Stored items:
********

PR #27268, opened 2024-01-02
NEW : add constant TAKEPOS_CONFIRM_PAYMENT_CLOSE

altairis-tof:
add confirmation before payment close


htdocs/langs/en_US/cashdesk.lang
```diff
@@ -153,3 +153,4 @@ LineDiscount=Line discount
 LineDiscountShort=Line disc.
 InvoiceDiscount=Invoice discount
 InvoiceDiscountShort=Invoice disc.
+ConfirmClosePayment=Are you sure you want to delete this payment ?
```
eldy, line 156: The message ask to confirm to delete payment, but in code, the message is ask when we try to enter the payment popup so to create a payment (so the opposite). Did i miss something ?

altairis-tof: it replaces the colorbox.close function of the payment colorbox, so it it called when you close the payment box.

eldy:
So pr add a confirm popup showned when you close the payment box. It appears if you close the popup without trying to enter payments ? What is goal of adding a confirmation. If no payment entered, you can reopen it, can't you ?

Also it seems pr is not mergeable (conflict)

altairis-tof:
Hello, in my customer usecase we have an intermediate screen before payment to select equipments and warehouses (fork from charlene equipement module) so we dont want to lose those informations by error.

altairis-tof:
conflict solved

eldy:
So my understanding is this is a feature added to core to solve a problem due to a change in workflow after an external module addition. If an external module change a user interface workflow at a place and need to change it also at another place, this must be managed by the external module.
Usually, we can't add a too much business code into the core of Dolibarr if it has no sense for the Dolibarr itself. 
Here the change is light, so why not with a hidden option if change is generic code and we must find a name of the option that we are sure to understand what it does. 
For the moment i still don't understand the goal of this option for Dolibarr. the new code is executed when we Open the payment popup. But the hidden option is called "TAKEPOS_CONFIRM_PAYMENT_CLOSE" and it ask to confirm the closing of a popup we have just open. Also the message is "ConfirmClosePayment" ?
If need is purely for external module, a hook would be better...

altairis-tof:
ok i will try to manage it in the external module.

altairis-tof:
in fact i realize it was already done by my external module !

PR #27270, opened 2024-01-02
NEW : add constant VATUPDATE_NO_TRANSACTION

altairis-tof:
do not saturate server memory when vat update of thousands products


htdocs/product/admin/product_tools.php
```diff
@@ -65,7 +65,9 @@
 
 		$nbrecordsmodified = 0;
 
-		$db->begin();
+		if (!getDolGlobalInt('VATUPDATE_NO_TRANSACTION')) {
```
eldy, line 68: Why do you need this ?

PR #27272, opened 2024-01-02
NEW : add hook AFTER_VAT_UPDATE

altairis-tof:
allow external modules to do actions after mass vat update


htdocs/product/admin/product_tools.php
```diff
@@ -259,6 +259,14 @@
 			dol_print_error($db);
 		}
 
+		// add hook for external modules
+		$parameters = array('oldvatrate' => $oldvatrate, 'newvatrate' => $newvatrate);
+		$reshook = $hookmanager->executeHooks('AFTER_VAT_UPDATE', $parameters);
```
eldy, line 264: For Hook, the first param is a method. And we must follow the standard camelCase notation for methods, can you use 'afterVatUpdate' 
instead of 
'AFTER_VAT_UPDATE'

altairis-tof: ok i renamed the hook to follow standard.

PR #28308, opened 2024-02-20
Qual clean dolresource class

W1W1-M:
# Qual clean dolresource class

- Make use of properties from `CommonPeople` trait
- Make use of properties inherited from `CommonObject`


htdocs/resource/class/dolresource.class.php
```diff
@@ -171,7 +131,8 @@ public function __construct(DoliDb $db)
 	{
 		$this->db = $db;
 		$this->status = 0;
-
+		$this->element = 'dolresource';
```
eldy, line 134: This properties are pseud constant. There is no reason to have them modified so they can be set statically and not intothe constructor.

PR #28312, opened 2024-02-20
Fix: Add facture->invoice modulepart translation

mdeweerd:
# Fix: Add facture->invoice modulepart translation

Issue occurred when detecting use of deprecated properties in tests when DolDeprecatedHandler was added.

The comment on line 512 relates to another issue I encounter with open_basedir set, I removed the '@' that fixed that to keep issue resolutions separate.

### DIFF
--- a/htdocs/core/lib/files.lib.php
+++ b/htdocs/core/lib/files.lib.php
@@ -509,7 +509,7 @@ function dol_is_dir_empty($dir)
 function dol_is_file($pathoffile)
 {
 	$newpathoffile = dol_osencode($pathoffile);
-	return is_file($newpathoffile);
+	return is_file($newpathoffile);  // Throws error when outside open_basedir
 }
 
 /**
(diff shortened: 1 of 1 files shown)


htdocs/core/lib/files.lib.php
```diff
@@ -2660,14 +2660,14 @@ function dol_check_secure_access_document($modulepart, $original_file, $entity,
 		}
 	}
 	// Fix modulepart for backward compatibility
-	if ($modulepart == 'users') {
+	if ($modulepart == 'facture') {
+		$modulepart = 'invoice';
```
eldy, line 2664: Too many impact for the moment.
Such standardization would be try when all
* all module->enabled will be replaced by isModEnabled
* all user->rights-> will be replaced with user->hasRight
* all conf->xxx->dir_output will be replaced with ->getElementProperties()
...
So impact of changing modulepart will be reduced enough to start to play with this...

PR #28313, opened 2024-02-20
Fix: Workaround for false security issue in tests

mdeweerd:
# Fix: Workaround for false security issue in tests

This is a quick workaround for the false security issues in tests by setting the ['SELF'] variable to something that is considered harmless


test/phpunit/AllTests.php
```diff
@@ -26,6 +27,9 @@
 print "PHP Version: ".phpversion()."\n";
 print "Memory limit: ". ini_get('memory_limit')."\n";
 
+// Workaround for false security issue with main.inc.php in tests:
+$_SERVER['PHP_SELF'] = "phpunit";
```
eldy, line 31: We should not force this value. This break test that must fails when value is wrong.
I see no reason to force his value to a dummy value. Dummy value may result in dummy test too.

mdeweerd: You can unforce it later once the security test issue is fixed - see #28214 .
This helps unblock that testing is failing on windows-ci.

mdeweerd: Regarding the regex: it's likely that but I did not examine the exact line of code.
The regex could be adapted to allow the case where we have a windows path : `/((?<!^[A-Za-z]):|[;"\'<>\?\(\){}\$%]/`

mdeweerd:
I just tried to run apstats to see why the data is stale, and I got:

```plaintext
In main.inc.php line 263:
                                                                                                                                                             
  [Exception]                                                                                                                                                
  Security injection exception: Access refused to unknown by SQL or Script injection protection in main.inc.php:analyseVarsForSqlAndScriptsInjection type=2
```

Running the CLI tools from a windows environment may be challenging for the end user...

eldy:
I pushed this commit
https://github.com/Dolibarr/dolibarr/pull/28313/commits/36b9806cf3700b41f08e37a220230879d4abcbe1
in your PR
I hope to have this fixing the trouble.

mdeweerd:
It will fix for the phpunit tests on the windows ci platform, but not for the cas I encountered on the CLI (phpstan including the bootstrap), and possibly also other CLI tools.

********

• **Problem**: Output the data in full, please, exactly as written.

• **Response box**:
PR #27268, opened 2024-01-02
NEW : add constant TAKEPOS_CONFIRM_PAYMENT_CLOSE

altairis-tof:
add confirmation before payment close


htdocs/langs/en_US/cashdesk.lang
```diff
@@ -153,3 +153,4 @@ LineDiscount=Line discount
 LineDiscountShort=Line disc.
 InvoiceDiscount=Invoice discount
 InvoiceDiscountShort=Invoice disc.
+ConfirmClosePayment=Are you sure you want to delete this payment ?
```
eldy, line 156: The message ask to confirm to delete payment, but in code, the message is ask when we try to enter the payment popup so to create a payment (so the opposite). Did i miss something ?

altairis-tof: it replaces the colorbox.close function of the payment colorbox, so it it called when you close the payment box.

eldy:
So pr add a confirm popup showned when you close the payment box. It appears if you close the popup without trying to enter payments ? What is goal of adding a confirmation. If no payment entered, you can reopen it, can't you ?

Also it seems pr is not mergeable (conflict)

altairis-tof:
Hello, in my customer usecase we have an intermediate screen before payment to select equipments and warehouses (fork from charlene equipement module) so we dont want to lose those informations by error.

altairis-tof:
conflict solved

eldy:
So my understanding is this is a feature added to core to solve a problem due to a change in workflow after an external module addition. If an external module change a user interface workflow at a place and need to change it also at another place, this must be managed by the external module.
Usually, we can't add a too much business code into the core of Dolibarr if it has no sense for the Dolibarr itself. 
Here the change is light, so why not with a hidden option if change is generic code and we must find a name of the option that we are sure to understand what it does. 
For the moment i still don't understand the goal of this option for Dolibarr. the new code is executed when we Open the payment popup. But the hidden option is called "TAKEPOS_CONFIRM_PAYMENT_CLOSE" and it ask to confirm the closing of a popup we have just open. Also the message is "ConfirmClosePayment" ?
If need is purely for external module, a hook would be better...

altairis-tof:
ok i will try to manage it in the external module.

altairis-tof:
in fact i realize it was already done by my external module !

PR #27270, opened 2024-01-02
NEW : add constant VATUPDATE_NO_TRANSACTION

altairis-tof:
do not saturate server memory when vat update of thousands products


htdocs/product/admin/product_tools.php
```diff
@@ -65,7 +65,9 @@
 
 		$nbrecordsmodified = 0;
 
-		$db->begin();
+		if (!getDolGlobalInt('VATUPDATE_NO_TRANSACTION')) {
```
eldy, line 68: Why do you need this ?

PR #27272, opened 2024-01-02
NEW : add hook AFTER_VAT_UPDATE

altairis-tof:
allow external modules to do actions after mass vat update


htdocs/product/admin/product_tools.php
```diff
@@ -259,6 +259,14 @@
 			dol_print_error($db);
 		}
 
+		// add hook for external modules
+		$parameters = array('oldvatrate' => $oldvatrate, 'newvatrate' => $newvatrate);
+		$reshook = $hookmanager->executeHooks('AFTER_VAT_UPDATE', $parameters);
```
eldy, line 264: For Hook, the first param is a method. And we must follow the standard camelCase notation for methods, can you use 'afterVatUpdate' 
instead of 
'AFTER_VAT_UPDATE'

altairis-tof: ok i renamed the hook to follow standard.

PR #28308, opened 2024-02-20
Qual clean dolresource class

W1W1-M:
# Qual clean dolresource class

- Make use of properties from `CommonPeople` trait
- Make use of properties inherited from `CommonObject`


htdocs/resource/class/dolresource.class.php
```diff
@@ -171,7 +131,8 @@ public function __construct(DoliDb $db)
 	{
 		$this->db = $db;
 		$this->status = 0;
-
+		$this->element = 'dolresource';
```
eldy, line 134: This properties are pseud constant. There is no reason to have them modified so they can be set statically and not intothe constructor.

PR #28312, opened 2024-02-20
Fix: Add facture->invoice modulepart translation

mdeweerd:
# Fix: Add facture->invoice modulepart translation

Issue occurred when detecting use of deprecated properties in tests when DolDeprecatedHandler was added.

The comment on line 512 relates to another issue I encounter with open_basedir set, I removed the '@' that fixed that to keep issue resolutions separate.

### DIFF
--- a/htdocs/core/lib/files.lib.php
+++ b/htdocs/core/lib/files.lib.php
@@ -509,7 +509,7 @@ function dol_is_dir_empty($dir)
 function dol_is_file($pathoffile)
 {
 	$newpathoffile = dol_osencode($pathoffile);
-	return is_file($newpathoffile);
+	return is_file($newpathoffile);  // Throws error when outside open_basedir
 }
 
 /**
(diff shortened: 1 of 1 files shown)


htdocs/core/lib/files.lib.php
```diff
@@ -2660,14 +2660,14 @@ function dol_check_secure_access_document($modulepart, $original_file, $entity,
 		}
 	}
 	// Fix modulepart for backward compatibility
-	if ($modulepart == 'users') {
+	if ($modulepart == 'facture') {
+		$modulepart = 'invoice';
```
eldy, line 2664: Too many impact for the moment.
Such standardization would be try when all
* all module->enabled will be replaced by isModEnabled
* all user->rights-> will be replaced with user->hasRight
* all conf->xxx->dir_output will be replaced with ->getElementProperties()
...
So impact of changing modulepart will be reduced enough to start to play with this...

PR #28313, opened 2024-02-20
Fix: Workaround for false security issue in tests

mdeweerd:
# Fix: Workaround for false security issue in tests

This is a quick workaround for the false security issues in tests by setting the ['SELF'] variable to something that is considered harmless


test/phpunit/AllTests.php
```diff
@@ -26,6 +27,9 @@
 print "PHP Version: ".phpversion()."\n";
 print "Memory limit: ". ini_get('memory_limit')."\n";
 
+// Workaround for false security issue with main.inc.php in tests:
+$_SERVER['PHP_SELF'] = "phpunit";
```
eldy, line 31: We should not force this value. This break test that must fails when value is wrong.
I see no reason to force his value to a dummy value. Dummy value may result in dummy test too.

mdeweerd: You can unforce it later once the security test issue is fixed - see #28214 .
This helps unblock that testing is failing on windows-ci.

mdeweerd: Regarding the regex: it's likely that but I did not examine the exact line of code.
The regex could be adapted to allow the case where we have a windows path : `/((?<!^[A-Za-z]):|[;"\'<>\?\(\){}\$%]/`

mdeweerd:
I just tried to run apstats to see why the data is stale, and I got:

```plaintext
In main.inc.php line 263:
                                                                                                                                                             
  [Exception]                                                                                                                                                
  Security injection exception: Access refused to unknown by SQL or Script injection protection in main.inc.php:analyseVarsForSqlAndScriptsInjection type=2
```

Running the CLI tools from a windows environment may be challenging for the end user...

eldy:
I pushed this commit
https://github.com/Dolibarr/dolibarr/pull/28313/commits/36b9806cf3700b41f08e37a220230879d4abcbe1
in your PR
I hope to have this fixing the trouble.

mdeweerd:
It will fix for the phpunit tests on the windows ci platform, but not for the cas I encountered on the CLI (phpstan including the bootstrap), and possibly also other CLI tools.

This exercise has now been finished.